Studio album by Xuxa
- Released: July 11, 1989
- Recorded: 1989
- Genre: Pop; Children's music;
- Length: 51:57
- Label: Som Livre
- Producer: Michael Sullivan; Paulo Massadas;

Xuxa chronology
| Xou da Xuxa 3 (1988) | 4º Xou da Xuxa (1989) | Xuxa 5 (1990) |

Singles from 4º Xou da Xuxa
- "Tindolelê" Released: 1989; "Dinda ou Dindinha" Released: 1989; "Milagre da Vida" Released: 1989; "Remelexuxa" Released: 1989; "Dona Girafa" Released: 1989;

= 4º Xou da Xuxa =

4º Xou da Xuxa (4th Xuxa's Show) is the fifth studio album by Brazilian recording artist Xuxa Meneghel, released on 11 July 1989. This LP was the fourth album of the collection Xou da Xuxa of a total of seven.

The album sold over 3 million copies, being 2 million copies sold in advance, becoming the biggest selling album of Brazil in 1989, and the fourth best-selling album of her music career, is also the fifth best-selling album in the history of Brazilian music.

== Xuxa 4 ==
With the success of "Ilariê", released on the previous album, was ordered another hectic song Xou da Xuxa 3 (1988).
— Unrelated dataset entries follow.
PR #1603, opened 2026-01-12
Slightly opaque smoke particles in thermals and draw glows when drawing smoke fog overlay, don't reset glows enabled setting when mp_forcecamera is toggled, draw smoke particles normally in spectate but not the fog overlay

### LINKED ISSUE #1595: Smoke Grenade particles should be visible slightly when in thermals or when spectating and using xray

### LINKED ISSUE #1596: Glowing objects should still render their glow effect when the observer is in range of a smoke grenade

AdamTadeusz:
## Description

So to clarify the smoke particles bit, the behavior now should be that when you are looking through the eyes of a player you should see the smoke particles and smoke fog overlay the same way that player sees them. In other spectating cases the particles should have the same opacity as when viewed normally without thermals, but the fog overlay does not draw for spectators regardless of how close they are to the smoke grenade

This time, Cid Guerreiro brought "Tindolelê".

Another well-known track of the album is "Bobeou Dançou". The song was initially recorded by Michael Sullivan for the Xou da Xuxa scene, and was later recorded by Xuxa when it became a Sunday show.

The song "Alerta" was composed based on the letter a boy wrote to his father before he died, a victim of overdose, due to the use of drugs.

"A música não pode parar", originally recorded for this album, was re-recorded a few years later by paquito Alexandre.

It is not known where the pool trial was conducted. Some say the photos were taken at Marlene Mattos's site, others say it was at Xuxa's house.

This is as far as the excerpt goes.